Only lines with the string "questions" are wanted. Pull them out of the data.

### INPUT

-*-*-

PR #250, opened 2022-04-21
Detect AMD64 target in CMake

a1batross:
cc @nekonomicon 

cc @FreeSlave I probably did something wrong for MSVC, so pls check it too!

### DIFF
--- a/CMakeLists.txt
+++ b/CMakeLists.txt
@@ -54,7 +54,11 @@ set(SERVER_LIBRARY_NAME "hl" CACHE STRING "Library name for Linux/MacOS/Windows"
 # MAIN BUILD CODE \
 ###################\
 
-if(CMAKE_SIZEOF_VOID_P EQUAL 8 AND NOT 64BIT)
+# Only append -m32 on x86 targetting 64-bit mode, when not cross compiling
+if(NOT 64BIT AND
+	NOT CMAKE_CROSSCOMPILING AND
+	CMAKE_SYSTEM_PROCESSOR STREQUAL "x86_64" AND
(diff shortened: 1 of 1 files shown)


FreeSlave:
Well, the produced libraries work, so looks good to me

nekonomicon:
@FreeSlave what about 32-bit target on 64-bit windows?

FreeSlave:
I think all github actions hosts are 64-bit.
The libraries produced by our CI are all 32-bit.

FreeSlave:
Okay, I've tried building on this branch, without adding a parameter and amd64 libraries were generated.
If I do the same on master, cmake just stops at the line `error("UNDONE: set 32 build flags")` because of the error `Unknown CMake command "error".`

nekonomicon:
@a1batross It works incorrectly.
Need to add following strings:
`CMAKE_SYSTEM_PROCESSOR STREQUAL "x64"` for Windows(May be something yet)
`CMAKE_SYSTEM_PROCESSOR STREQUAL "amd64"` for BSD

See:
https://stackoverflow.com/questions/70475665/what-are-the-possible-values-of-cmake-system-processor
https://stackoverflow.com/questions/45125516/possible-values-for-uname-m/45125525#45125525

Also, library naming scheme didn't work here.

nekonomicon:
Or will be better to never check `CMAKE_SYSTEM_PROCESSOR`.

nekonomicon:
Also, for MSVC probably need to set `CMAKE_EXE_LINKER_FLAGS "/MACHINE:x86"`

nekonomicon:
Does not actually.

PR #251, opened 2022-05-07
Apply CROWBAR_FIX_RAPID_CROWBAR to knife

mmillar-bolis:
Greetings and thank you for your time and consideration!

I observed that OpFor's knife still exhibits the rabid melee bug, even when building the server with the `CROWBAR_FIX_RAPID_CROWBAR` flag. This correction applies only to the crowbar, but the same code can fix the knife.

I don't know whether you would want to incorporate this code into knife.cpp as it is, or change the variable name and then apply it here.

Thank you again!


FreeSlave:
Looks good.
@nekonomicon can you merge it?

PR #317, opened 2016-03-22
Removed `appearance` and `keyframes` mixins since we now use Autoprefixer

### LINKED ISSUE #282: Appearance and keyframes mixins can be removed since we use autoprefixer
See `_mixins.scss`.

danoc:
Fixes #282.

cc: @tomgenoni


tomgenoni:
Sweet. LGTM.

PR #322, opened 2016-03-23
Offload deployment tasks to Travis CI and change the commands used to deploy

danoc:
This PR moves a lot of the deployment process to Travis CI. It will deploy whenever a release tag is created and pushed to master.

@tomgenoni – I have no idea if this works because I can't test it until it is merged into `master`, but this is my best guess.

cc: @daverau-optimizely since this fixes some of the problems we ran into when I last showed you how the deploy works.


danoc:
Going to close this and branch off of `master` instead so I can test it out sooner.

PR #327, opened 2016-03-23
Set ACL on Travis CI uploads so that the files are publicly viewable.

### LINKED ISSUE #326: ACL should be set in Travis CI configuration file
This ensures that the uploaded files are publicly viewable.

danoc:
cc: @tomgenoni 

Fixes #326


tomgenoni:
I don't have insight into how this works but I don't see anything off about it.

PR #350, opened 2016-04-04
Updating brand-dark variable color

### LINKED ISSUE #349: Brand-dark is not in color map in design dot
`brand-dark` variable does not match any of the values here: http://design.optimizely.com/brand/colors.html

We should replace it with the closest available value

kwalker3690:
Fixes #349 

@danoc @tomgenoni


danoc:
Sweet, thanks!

-*-*-

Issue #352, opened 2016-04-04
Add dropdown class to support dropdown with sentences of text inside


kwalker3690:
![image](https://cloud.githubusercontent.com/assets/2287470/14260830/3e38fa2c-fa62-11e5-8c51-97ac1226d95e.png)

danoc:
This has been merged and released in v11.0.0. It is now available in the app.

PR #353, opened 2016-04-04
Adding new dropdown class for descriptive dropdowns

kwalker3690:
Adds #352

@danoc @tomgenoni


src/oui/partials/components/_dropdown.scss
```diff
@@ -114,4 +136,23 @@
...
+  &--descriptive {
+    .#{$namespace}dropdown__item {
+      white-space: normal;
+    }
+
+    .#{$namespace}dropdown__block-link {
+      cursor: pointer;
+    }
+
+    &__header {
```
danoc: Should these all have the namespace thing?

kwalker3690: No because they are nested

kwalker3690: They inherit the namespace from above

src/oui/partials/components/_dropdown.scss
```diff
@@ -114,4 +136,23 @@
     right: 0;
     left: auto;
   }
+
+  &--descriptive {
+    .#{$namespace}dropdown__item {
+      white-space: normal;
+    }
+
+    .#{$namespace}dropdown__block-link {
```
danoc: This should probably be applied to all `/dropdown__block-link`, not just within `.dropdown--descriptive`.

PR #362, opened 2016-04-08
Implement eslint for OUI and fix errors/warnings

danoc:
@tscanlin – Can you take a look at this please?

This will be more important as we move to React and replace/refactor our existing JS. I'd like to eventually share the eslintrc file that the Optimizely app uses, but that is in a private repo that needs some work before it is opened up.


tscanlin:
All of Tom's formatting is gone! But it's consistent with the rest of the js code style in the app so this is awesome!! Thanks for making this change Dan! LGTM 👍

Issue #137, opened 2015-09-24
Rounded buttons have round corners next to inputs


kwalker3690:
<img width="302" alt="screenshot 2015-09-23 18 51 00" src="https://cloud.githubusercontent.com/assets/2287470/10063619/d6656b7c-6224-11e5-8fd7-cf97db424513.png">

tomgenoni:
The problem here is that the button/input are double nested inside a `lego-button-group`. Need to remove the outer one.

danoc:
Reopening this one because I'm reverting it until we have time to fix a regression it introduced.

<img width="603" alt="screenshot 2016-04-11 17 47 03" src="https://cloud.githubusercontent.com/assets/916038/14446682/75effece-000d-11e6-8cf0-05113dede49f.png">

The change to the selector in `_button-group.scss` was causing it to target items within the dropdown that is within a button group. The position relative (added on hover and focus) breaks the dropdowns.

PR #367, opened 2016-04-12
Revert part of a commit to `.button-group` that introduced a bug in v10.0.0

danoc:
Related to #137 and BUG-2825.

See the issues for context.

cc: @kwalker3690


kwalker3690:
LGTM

-*-*-

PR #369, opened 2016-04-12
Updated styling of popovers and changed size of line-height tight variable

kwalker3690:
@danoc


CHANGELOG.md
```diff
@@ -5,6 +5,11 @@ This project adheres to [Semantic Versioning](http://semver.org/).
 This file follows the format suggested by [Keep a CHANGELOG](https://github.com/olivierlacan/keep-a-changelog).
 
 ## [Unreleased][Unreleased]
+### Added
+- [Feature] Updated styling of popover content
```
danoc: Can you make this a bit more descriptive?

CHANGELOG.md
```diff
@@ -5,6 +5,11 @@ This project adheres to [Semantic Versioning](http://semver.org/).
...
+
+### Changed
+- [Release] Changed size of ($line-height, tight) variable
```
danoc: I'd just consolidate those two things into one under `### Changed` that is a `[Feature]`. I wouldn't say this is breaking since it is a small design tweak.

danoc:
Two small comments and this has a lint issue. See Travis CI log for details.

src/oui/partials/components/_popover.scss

-*-*-

### FINISHED EXERCISE
https://stackoverflow.com/questions/70475665/what-are-the-possible-values-of-cmake-system-processor
https://stackoverflow.com/questions/45125516/possible-values-for-uname-m/45125525#45125525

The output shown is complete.